* _The problem_
Using "processor" as the search string, find the matching lines below and copy them.

[Data entries]
------------------------------------

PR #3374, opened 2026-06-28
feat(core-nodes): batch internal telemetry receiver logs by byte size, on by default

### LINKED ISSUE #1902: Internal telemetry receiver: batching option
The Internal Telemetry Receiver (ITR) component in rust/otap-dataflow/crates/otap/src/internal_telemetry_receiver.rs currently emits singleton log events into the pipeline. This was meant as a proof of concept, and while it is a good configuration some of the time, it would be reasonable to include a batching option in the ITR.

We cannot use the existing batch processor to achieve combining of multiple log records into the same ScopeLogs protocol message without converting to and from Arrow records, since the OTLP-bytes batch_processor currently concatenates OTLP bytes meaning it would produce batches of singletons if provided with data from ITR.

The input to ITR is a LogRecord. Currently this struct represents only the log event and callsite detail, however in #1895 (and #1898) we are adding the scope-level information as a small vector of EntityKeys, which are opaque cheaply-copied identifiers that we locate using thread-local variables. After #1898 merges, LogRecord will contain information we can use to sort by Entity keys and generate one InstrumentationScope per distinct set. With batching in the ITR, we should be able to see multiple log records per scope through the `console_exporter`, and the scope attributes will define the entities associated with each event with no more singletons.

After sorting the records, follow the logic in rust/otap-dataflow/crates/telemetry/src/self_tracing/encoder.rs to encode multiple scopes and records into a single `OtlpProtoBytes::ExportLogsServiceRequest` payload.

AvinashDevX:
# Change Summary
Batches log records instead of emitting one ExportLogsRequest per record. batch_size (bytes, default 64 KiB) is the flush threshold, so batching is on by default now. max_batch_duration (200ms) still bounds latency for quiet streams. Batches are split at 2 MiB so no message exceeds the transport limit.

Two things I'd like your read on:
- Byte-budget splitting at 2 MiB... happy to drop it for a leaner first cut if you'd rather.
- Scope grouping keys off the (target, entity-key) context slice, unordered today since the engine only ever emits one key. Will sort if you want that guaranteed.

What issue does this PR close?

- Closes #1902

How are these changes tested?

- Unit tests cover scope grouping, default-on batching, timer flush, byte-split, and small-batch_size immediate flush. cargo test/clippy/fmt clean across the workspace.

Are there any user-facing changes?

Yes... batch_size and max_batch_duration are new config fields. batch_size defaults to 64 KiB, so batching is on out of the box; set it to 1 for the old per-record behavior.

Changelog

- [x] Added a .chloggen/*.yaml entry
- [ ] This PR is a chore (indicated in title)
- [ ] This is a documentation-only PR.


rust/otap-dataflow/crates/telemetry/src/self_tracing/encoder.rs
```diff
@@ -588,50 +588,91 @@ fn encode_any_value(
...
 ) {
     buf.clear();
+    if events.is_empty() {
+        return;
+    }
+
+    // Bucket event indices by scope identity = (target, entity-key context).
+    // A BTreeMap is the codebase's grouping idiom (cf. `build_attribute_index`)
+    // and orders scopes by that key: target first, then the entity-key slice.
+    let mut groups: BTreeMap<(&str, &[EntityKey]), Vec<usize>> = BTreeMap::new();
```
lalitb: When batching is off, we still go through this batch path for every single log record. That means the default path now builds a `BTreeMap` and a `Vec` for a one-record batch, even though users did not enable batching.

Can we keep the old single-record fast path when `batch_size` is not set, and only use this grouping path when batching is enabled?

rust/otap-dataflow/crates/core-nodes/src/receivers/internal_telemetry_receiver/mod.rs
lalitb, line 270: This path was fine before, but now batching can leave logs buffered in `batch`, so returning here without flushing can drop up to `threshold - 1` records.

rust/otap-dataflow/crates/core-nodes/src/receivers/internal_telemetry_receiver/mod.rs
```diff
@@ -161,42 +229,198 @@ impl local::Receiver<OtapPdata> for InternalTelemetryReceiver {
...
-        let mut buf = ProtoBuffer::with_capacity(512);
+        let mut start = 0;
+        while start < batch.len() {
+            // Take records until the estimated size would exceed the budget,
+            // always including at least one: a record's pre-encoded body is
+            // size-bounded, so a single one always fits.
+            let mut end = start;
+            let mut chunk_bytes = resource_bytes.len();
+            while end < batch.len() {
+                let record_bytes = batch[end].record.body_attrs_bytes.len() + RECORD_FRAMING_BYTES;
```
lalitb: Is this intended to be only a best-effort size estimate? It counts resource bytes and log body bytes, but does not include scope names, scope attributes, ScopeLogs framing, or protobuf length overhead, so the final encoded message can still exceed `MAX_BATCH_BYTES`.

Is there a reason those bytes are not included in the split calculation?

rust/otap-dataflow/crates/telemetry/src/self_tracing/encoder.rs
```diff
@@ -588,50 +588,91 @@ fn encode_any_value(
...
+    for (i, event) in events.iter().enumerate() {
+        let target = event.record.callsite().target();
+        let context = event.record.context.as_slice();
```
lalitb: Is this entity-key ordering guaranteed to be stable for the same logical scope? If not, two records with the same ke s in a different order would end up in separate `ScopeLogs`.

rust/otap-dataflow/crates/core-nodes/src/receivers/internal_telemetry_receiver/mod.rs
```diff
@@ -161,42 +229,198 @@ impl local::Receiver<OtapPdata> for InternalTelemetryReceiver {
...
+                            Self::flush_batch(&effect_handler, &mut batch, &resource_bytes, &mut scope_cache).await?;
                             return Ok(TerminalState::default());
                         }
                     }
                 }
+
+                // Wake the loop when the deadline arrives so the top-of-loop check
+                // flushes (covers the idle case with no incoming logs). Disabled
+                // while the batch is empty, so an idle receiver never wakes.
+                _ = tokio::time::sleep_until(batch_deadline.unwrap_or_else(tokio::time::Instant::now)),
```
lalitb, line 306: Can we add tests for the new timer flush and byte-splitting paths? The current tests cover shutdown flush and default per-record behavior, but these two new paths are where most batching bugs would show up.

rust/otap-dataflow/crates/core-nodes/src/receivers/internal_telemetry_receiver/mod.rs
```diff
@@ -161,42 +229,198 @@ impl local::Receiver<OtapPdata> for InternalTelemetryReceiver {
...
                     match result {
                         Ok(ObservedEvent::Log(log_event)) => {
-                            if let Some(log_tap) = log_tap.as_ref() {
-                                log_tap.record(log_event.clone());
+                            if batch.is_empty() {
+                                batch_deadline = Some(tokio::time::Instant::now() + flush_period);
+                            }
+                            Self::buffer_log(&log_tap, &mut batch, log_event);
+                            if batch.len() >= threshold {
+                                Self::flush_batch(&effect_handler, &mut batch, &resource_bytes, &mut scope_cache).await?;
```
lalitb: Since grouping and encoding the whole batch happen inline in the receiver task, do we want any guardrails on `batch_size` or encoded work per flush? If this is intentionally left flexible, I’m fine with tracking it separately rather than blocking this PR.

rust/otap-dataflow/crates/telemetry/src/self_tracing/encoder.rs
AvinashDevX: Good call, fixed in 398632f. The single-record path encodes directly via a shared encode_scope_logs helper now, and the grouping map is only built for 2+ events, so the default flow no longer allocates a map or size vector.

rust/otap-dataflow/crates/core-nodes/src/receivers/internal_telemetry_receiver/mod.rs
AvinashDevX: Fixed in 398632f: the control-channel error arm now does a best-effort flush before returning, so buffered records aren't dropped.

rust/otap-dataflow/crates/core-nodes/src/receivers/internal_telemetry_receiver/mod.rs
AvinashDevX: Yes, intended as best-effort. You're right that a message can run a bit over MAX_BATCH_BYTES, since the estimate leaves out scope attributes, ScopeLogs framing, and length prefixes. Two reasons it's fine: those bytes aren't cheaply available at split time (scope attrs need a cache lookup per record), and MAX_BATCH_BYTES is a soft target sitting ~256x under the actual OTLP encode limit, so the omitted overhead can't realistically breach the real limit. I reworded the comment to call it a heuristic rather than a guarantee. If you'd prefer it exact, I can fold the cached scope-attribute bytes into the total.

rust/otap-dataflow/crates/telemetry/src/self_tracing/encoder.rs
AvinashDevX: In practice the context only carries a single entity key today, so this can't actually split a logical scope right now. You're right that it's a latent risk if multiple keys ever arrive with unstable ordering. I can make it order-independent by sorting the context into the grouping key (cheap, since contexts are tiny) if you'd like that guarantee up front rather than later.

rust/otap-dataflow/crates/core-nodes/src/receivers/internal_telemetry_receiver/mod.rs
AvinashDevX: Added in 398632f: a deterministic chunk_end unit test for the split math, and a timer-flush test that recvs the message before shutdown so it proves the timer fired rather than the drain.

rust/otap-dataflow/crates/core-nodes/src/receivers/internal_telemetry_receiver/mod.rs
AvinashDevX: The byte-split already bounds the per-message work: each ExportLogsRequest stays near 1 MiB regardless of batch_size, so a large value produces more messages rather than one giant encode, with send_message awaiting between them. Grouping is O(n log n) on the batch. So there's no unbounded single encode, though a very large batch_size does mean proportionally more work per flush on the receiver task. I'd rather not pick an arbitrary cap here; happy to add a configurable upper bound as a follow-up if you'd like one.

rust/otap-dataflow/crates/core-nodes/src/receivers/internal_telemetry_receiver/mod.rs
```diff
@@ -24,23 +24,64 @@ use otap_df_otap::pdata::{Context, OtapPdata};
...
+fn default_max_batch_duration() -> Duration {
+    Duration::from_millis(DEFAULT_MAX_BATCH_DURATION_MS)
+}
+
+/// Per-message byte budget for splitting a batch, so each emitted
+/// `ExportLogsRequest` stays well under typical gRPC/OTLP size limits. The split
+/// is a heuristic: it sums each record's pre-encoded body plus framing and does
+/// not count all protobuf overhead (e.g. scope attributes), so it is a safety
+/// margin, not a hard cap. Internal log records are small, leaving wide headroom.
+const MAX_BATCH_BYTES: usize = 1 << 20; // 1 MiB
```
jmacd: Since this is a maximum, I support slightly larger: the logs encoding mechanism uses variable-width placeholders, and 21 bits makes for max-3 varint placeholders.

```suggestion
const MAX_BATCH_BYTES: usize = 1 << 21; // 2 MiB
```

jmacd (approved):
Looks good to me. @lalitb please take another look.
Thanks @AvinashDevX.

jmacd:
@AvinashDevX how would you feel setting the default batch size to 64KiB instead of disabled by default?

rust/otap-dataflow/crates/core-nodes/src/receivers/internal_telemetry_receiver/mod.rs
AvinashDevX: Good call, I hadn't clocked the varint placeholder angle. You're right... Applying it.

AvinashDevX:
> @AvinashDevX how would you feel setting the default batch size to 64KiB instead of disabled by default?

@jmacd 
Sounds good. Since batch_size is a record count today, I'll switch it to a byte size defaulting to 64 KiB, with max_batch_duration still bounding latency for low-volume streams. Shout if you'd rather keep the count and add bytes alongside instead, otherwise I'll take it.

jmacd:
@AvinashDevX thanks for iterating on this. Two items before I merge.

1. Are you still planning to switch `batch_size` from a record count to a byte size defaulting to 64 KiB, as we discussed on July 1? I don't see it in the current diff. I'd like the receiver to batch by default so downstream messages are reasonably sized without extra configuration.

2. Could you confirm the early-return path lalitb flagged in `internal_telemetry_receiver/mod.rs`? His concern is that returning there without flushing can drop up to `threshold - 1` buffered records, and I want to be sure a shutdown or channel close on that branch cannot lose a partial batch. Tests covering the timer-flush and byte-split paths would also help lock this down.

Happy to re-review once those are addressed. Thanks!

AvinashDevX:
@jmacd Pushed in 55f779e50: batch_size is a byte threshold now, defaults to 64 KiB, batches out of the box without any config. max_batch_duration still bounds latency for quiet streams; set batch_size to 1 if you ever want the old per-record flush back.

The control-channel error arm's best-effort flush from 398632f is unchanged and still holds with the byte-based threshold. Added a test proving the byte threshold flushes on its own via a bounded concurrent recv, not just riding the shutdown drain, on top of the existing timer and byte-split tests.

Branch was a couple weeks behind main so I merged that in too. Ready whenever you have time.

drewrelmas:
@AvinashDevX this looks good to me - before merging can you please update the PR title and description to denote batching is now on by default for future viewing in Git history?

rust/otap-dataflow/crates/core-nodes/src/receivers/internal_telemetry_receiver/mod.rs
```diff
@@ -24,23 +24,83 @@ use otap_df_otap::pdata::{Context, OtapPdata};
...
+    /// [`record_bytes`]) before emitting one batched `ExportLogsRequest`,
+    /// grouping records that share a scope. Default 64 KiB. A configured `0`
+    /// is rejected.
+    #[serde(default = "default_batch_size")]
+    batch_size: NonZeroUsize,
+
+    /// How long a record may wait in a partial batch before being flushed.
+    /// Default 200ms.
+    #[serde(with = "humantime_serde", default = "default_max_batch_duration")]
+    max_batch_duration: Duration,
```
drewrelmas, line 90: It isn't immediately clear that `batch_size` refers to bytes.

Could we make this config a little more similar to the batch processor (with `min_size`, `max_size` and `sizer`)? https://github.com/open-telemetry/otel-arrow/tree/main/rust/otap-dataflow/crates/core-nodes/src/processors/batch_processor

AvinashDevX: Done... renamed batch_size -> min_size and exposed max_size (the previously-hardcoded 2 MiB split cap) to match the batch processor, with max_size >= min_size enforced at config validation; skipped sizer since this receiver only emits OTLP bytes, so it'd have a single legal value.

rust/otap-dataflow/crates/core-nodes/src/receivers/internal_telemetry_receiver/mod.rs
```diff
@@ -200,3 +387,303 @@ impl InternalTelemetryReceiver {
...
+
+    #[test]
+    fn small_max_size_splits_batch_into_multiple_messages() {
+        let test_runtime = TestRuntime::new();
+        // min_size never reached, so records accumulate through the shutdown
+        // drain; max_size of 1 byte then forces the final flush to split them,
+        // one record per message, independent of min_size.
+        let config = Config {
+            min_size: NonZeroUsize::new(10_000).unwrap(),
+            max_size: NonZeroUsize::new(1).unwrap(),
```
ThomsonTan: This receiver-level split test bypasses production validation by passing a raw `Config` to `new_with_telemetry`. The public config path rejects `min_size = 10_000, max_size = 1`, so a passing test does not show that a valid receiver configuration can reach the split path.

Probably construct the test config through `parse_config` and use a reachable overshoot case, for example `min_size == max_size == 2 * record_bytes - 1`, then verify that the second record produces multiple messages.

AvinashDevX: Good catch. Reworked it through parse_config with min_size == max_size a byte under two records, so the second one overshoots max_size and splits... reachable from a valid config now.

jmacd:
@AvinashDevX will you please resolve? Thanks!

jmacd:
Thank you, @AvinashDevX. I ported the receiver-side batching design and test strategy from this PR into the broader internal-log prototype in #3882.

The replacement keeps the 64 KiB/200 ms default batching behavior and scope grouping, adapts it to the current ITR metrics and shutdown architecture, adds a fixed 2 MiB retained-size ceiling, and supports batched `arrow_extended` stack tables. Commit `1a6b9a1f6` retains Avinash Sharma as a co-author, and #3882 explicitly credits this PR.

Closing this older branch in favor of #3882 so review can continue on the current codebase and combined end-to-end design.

------------------------------------

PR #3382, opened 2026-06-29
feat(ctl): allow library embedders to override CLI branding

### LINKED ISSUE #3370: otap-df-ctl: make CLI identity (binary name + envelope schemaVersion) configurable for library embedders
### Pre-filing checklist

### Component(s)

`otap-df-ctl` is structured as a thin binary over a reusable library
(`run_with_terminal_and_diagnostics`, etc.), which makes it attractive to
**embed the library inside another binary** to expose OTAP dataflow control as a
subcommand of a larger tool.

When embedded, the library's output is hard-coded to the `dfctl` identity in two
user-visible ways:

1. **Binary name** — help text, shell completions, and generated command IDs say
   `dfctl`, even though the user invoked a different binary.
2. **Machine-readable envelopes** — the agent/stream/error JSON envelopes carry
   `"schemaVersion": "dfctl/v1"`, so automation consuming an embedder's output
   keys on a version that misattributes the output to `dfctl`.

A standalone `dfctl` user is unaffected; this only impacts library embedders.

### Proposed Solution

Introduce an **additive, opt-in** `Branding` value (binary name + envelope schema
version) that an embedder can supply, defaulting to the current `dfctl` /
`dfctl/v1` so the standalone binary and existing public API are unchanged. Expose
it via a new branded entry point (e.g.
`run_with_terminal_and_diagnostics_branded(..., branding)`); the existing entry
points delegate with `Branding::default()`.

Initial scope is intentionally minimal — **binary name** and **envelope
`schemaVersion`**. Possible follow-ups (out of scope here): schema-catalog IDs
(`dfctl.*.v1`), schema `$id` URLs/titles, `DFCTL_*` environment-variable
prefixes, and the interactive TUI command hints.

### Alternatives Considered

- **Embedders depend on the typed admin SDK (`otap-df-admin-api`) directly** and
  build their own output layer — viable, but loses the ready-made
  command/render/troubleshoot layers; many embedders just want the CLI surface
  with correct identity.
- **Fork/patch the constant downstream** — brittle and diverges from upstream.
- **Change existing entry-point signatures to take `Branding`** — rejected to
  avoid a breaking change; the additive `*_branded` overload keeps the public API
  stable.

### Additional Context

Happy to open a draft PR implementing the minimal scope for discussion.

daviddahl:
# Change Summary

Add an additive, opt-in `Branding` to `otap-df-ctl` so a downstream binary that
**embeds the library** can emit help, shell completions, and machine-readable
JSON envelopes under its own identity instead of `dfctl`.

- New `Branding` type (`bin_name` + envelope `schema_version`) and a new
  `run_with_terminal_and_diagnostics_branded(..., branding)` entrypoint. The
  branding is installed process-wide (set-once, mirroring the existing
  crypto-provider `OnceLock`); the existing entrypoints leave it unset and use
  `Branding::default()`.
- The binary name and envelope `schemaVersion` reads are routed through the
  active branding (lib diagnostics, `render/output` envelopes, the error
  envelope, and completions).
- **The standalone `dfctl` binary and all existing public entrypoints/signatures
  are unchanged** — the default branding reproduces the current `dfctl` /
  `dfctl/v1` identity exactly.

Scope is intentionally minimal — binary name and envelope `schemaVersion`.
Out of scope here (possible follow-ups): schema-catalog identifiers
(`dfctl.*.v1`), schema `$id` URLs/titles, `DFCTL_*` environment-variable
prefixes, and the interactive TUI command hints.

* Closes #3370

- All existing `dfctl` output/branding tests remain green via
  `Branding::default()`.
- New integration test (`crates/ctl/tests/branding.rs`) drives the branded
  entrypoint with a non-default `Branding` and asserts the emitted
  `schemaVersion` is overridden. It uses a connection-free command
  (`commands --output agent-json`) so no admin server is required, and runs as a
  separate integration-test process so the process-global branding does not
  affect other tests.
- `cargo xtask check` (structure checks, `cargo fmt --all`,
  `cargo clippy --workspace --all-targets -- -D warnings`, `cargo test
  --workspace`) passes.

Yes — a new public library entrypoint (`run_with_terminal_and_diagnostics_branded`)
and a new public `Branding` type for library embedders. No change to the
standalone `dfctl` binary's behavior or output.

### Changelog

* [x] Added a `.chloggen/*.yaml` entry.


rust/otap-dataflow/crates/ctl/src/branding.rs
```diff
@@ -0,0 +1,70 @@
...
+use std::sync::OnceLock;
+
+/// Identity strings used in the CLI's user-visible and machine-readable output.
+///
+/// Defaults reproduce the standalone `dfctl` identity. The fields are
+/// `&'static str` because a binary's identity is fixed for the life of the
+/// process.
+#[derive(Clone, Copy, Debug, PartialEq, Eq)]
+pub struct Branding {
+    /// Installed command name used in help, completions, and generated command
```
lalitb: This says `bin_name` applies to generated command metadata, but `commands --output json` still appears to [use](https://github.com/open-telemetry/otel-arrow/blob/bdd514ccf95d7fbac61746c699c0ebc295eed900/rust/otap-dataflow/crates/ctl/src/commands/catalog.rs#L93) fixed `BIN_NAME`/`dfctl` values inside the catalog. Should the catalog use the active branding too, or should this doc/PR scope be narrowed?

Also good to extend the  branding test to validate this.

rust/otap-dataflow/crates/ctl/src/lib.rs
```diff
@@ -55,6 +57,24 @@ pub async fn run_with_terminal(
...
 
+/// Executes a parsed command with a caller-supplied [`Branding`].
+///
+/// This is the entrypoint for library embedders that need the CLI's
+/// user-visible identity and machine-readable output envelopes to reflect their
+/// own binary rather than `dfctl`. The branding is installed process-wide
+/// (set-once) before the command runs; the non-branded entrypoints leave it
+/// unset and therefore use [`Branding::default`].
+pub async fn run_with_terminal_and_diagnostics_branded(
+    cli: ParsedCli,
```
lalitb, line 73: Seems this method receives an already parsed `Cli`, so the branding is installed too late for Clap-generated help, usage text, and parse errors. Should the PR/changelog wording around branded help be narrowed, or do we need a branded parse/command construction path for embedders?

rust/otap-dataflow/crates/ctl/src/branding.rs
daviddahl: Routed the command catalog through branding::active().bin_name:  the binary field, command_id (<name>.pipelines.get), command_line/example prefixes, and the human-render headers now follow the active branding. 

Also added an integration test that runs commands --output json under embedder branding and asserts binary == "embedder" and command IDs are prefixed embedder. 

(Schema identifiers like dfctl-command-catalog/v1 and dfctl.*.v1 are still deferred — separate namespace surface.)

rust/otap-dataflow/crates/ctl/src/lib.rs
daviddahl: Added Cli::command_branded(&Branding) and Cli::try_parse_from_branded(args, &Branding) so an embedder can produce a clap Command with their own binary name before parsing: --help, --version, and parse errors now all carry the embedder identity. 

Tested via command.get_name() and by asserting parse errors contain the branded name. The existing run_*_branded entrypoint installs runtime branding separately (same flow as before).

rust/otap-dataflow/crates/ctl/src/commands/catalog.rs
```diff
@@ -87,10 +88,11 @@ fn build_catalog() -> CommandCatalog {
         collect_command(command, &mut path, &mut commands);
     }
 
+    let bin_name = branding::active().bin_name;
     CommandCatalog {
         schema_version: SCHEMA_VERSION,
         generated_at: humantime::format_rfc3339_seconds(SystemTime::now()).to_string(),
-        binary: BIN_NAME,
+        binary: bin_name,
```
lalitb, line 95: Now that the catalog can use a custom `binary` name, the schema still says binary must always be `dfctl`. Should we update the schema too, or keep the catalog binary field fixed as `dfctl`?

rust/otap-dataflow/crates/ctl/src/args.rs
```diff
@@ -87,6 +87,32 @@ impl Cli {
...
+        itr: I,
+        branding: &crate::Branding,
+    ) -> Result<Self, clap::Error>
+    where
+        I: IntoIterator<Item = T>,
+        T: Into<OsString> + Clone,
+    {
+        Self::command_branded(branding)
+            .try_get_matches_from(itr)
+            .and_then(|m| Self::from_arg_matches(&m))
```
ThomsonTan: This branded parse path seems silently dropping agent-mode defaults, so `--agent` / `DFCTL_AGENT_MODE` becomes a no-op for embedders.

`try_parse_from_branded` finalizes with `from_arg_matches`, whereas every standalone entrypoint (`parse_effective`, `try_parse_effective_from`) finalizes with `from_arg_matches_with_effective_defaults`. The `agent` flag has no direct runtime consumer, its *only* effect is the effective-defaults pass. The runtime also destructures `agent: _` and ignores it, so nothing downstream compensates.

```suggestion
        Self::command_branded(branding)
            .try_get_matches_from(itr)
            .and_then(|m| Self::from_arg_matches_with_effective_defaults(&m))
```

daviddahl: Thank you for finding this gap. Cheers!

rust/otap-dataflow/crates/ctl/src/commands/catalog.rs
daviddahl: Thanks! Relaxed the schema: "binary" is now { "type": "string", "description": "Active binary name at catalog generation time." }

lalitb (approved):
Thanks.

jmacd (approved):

------------------------------------

* _Solution to this exercise_
We cannot use the existing batch processor to achieve combining of multiple log records into the same ScopeLogs protocol message without converting to and from Arrow records, since the OTLP-bytes batch_processor currently concatenates OTLP bytes meaning it would produce batches of singletons if provided with data from ITR.
Could we make this config a little more similar to the batch processor (with `min_size`, `max_size` and `sizer`)? https://github.com/open-telemetry/otel-arrow/tree/main/rust/otap-dataflow/crates/core-nodes/src/processors/batch_processor
AvinashDevX: Done... renamed batch_size -> min_size and exposed max_size (the previously-hardcoded 2 MiB split cap) to match the batch processor, with max_size >= min_size enforced at config validation; skipped sizer since this receiver only emits OTLP bytes, so it'd have a single legal value.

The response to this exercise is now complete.